- **Directions for this task**: Starting at the top of the entries below, set down each line exactly as written, and stop after the line containing "resource => if".

[Stored data entries]

PR #1113, opened 2022-03-03
Refactor: Make `Http.getResource` consistent with `ZStream.fromResource`

guizmaii:
Code based on https://github.com/zio/zio/blob/v1.0.13/streams/jvm/src/main/scala/zio/stream/platform.scala#L385-L398

I debugged a request trying to access a `index.html` file present in the `resources` folder:

Screen Shot 2022-03-03 at 9 08 35 pm

As you can see in this debug evaludation window, when I execute `getClass.getResource(path)`, it returns me `null`:
Screen Shot 2022-03-03 at 9 08 47 pm
While when I execute `getClass.getClassLoader.getResource(path)` I get the file:
Screen Shot 2022-03-03 at 9 08 59 pm

### DIFF
--- a/zio-http/src/main/scala/zhttp/http/Http.scala
+++ b/zio-http/src/main/scala/zhttp/http/Http.scala
@@ -8,7 +8,7 @@ import zhttp.http.headers.HeaderModifier
 import zhttp.service.server.ServerTime
 import zhttp.service.{Handler, HttpRuntime, Server}
 import zio._
-import zio.blocking.{Blocking, effectBlockingIO}
+import zio.blocking.Blocking
 import zio.clock.Clock
 import zio.duration.Duration
 import zio.stream.ZStream
@@ -859,7 +859,7 @@ object Http {
   /**
    * Creates an Http app from a resource path
    */
-  def fromResource(path: String): HttpApp[Blocking, Throwable] =
+  def fromResource(path: String): HttpApp[Any, Throwable] =
     Http.getResource(path).flatMap(url => Http.fromFile(new File(url.getPath)))
 
   /**
@@ -886,13 +886,13 @@ object Http {
    */
   def getResource(path: String): Http[Any, Throwable, Any, net.URL] =
     Http
-      .fromZIO(effectBlockingIO(getClass.getClassLoader.getResource(path)))
+      .fromZIO(Blocking.Service.live.effectBlockingIO(getClass.getClassLoader.getResource(path)))
       .flatMap { resource => if (resource == null) Http.empty else Http.succeed(resource) }
 
   /**
    * Attempts to retrieve files from the classpath.
    */
-  def getResourceAsFile(path: String): Http[Blocking, Throwable, Any, File] =
+  def getResourceAsFile(path: String): Http[Any, Throwable, Any, File] =
     Http.getResource(path).map(url => new File(url.getPath))
 
   /**
--- a/zio-http/src/main/scala/zhttp/http/Http.scala
+++ b/zio-http/src/main/scala/zhttp/http/Http.scala
@@ -860,7 +860,7 @@ object Http {
    * Creates an Http app from a resource path
    */
   def fromResource(path: String): HttpApp[Blocking, Throwable] =
-    Http.getResourceAsFile(path) >>= { Http.fromFile(_) }
+    Http.getResource(path).flatMap(url => Http.fromFile(new File(url.getPath)))
 
   /**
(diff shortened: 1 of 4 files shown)


zio-http/src/main/scala/zhttp/http/Http.scala
```diff
@@ -669,18 +670,15 @@ object Http {
...
    */
-  def getResource(path: String): Http[Any, Throwable, Any, net.URL] =
+  def getResource(path: String): Http[Blocking, Throwable, Any, net.URL] =
     Http
-      .attempt(Option(getClass.getResource(path)) match {
-        case Some(path) => Http.succeed(path)
-        case None       => Http.empty
-      })
-      .flatten
+      .fromZIO(effectBlockingIO(getClass.getClassLoader.getResource(path)))
```
guizmaii: I'm not sure we need the `effectBlockingIO`, I just copied the code of ZIO

zio-http/src/main/scala/zhttp/http/Http.scala
```diff
@@ -644,8 +645,8 @@ object Http {
   /**
    * Creates an Http app from a resource path
    */
-  def fromResource(path: String): HttpApp[Any, Throwable] =
-    Http.getResourceAsFile(path) >>= { Http.fromFile(_) }
+  def fromResource(path: String): HttpApp[Blocking, Throwable] =
+    Http.getResource(path).flatMap(url => Http.fromFile(new File(url.getPath)))
```
guizmaii, line 863: This change is not related to the fix of `Http.getResource`.
It just helps to delay the creation of the `File` instance as much as possible.

guizmaii:
Ok I understand what was my mistake in my code. I need to write `Http.getResource("/index.html")` instead of `Http.getResource("index.html")`

Do we want to keep the actual behaviour (requiring the path to start with a `/`) or do we want to align with ZIO and not have to pass this `/` (it doesn't find the resource if the path starts with `/`)?

amitksingh1490:
Could you please describe why are these changes required?

guizmaii:
@amitksingh1490, well I tried to explain the problem in my different previous comments. 
Here's a summary:

AFAIK, in ZIO (as we can see [here](https://github.com/zio/zio/blob/v1.0.13/streams/jvm/src/main/scala/zio/stream/platform.scala#L385-L398)) when accessing a resource, it's `getClass.getClassLoader.getResource(path)` that is used and not `getClass.getResource(path)`, as used in the current code of zio-http.

The difference for the user is that with the "ZIO solution", `getClass.getClassLoader.getResource`, the user will have to pass a `path` that **does not start with a `/`** while with the current solution in zio-http, `getClass.getResource`, to get the same file the user **has pass a `path` starting with a `/`**.

To acces the same resource, with ZIO you'll have to write:
```scala
ZStream.fromResource("static/index.html")
```
while with zio-http, you'll have to write:
```scala
Http.getResource("/static/index.html")
```

To me, being used to zio, this inconsistency between the two projects makes the behaviour of zio-http surprising:
returning `null` when we forget to add the initial `/` in the `path` we pass to the `Http.getResource`

Also, being used to the Scala `scala.io.Source.fromResource(...)`, which is using the "ZIO solution", (`getClass.getClassLoader.getResource`, see [here](https://github.com/scala/scala/blob/2.13.x/src/library/scala/io/Source.scala#L180-L181)), I think it'd more globally consistent to use the "ZIO solution" in zio-http too.

My PR is changing the zio-http behaviour to adopt ZIO and `scala.io.Source.fromResource` one.

WDYT?

zio-http/src/main/scala/zhttp/http/Http.scala
```diff
@@ -669,18 +670,15 @@ object Http {
   /**
    * Attempts to retrieve files from the classpath.
    */
-  def getResource(path: String): Http[Any, Throwable, Any, net.URL] =
+  def getResource(path: String): Http[Blocking, Throwable, Any, net.URL] =
```
```suggestion
  def getResource(path: String): Http[Any, Throwable, Any, net.URL] =
```
I don't think we need this.

tusharmath:
Can you fix the build issue.

guizmaii:
@tusharmath 

> Can you fix the build issue.

Done :)

guizmaii:
I rebased my PR on `main`

guizmaii:
I don't know why the Benchmarks CI step is always failing on my PR. 
Is it normal? 
Do I have to do something to fix it?

🤔

tusharmath (approved):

- **Reply to the exercise**:
PR #1113, opened 2022-03-03
Refactor: Make `Http.getResource` consistent with `ZStream.fromResource`

guizmaii:
Code based on https://github.com/zio/zio/blob/v1.0.13/streams/jvm/src/main/scala/zio/stream/platform.scala#L385-L398

I debugged a request trying to access a `index.html` file present in the `resources` folder:

Screen Shot 2022-03-03 at 9 08 35 pm

As you can see in this debug evaludation window, when I execute `getClass.getResource(path)`, it returns me `null`:
Screen Shot 2022-03-03 at 9 08 47 pm
While when I execute `getClass.getClassLoader.getResource(path)` I get the file:
Screen Shot 2022-03-03 at 9 08 59 pm

### DIFF
--- a/zio-http/src/main/scala/zhttp/http/Http.scala
+++ b/zio-http/src/main/scala/zhttp/http/Http.scala
@@ -8,7 +8,7 @@ import zhttp.http.headers.HeaderModifier
 import zhttp.service.server.ServerTime
 import zhttp.service.{Handler, HttpRuntime, Server}
 import zio._
-import zio.blocking.{Blocking, effectBlockingIO}
+import zio.blocking.Blocking
 import zio.clock.Clock
 import zio.duration.Duration
 import zio.stream.ZStream
@@ -859,7 +859,7 @@ object Http {
   /**
    * Creates an Http app from a resource path
    */
-  def fromResource(path: String): HttpApp[Blocking, Throwable] =
+  def fromResource(path: String): HttpApp[Any, Throwable] =
     Http.getResource(path).flatMap(url => Http.fromFile(new File(url.getPath)))
 
   /**
@@ -886,13 +886,13 @@ object Http {
    */
   def getResource(path: String): Http[Any, Throwable, Any, net.URL] =
     Http
-      .fromZIO(effectBlockingIO(getClass.getClassLoader.getResource(path)))
+      .fromZIO(Blocking.Service.live.effectBlockingIO(getClass.getClassLoader.getResource(path)))
       .flatMap { resource => if (resource == null) Http.empty else Http.succeed(resource) }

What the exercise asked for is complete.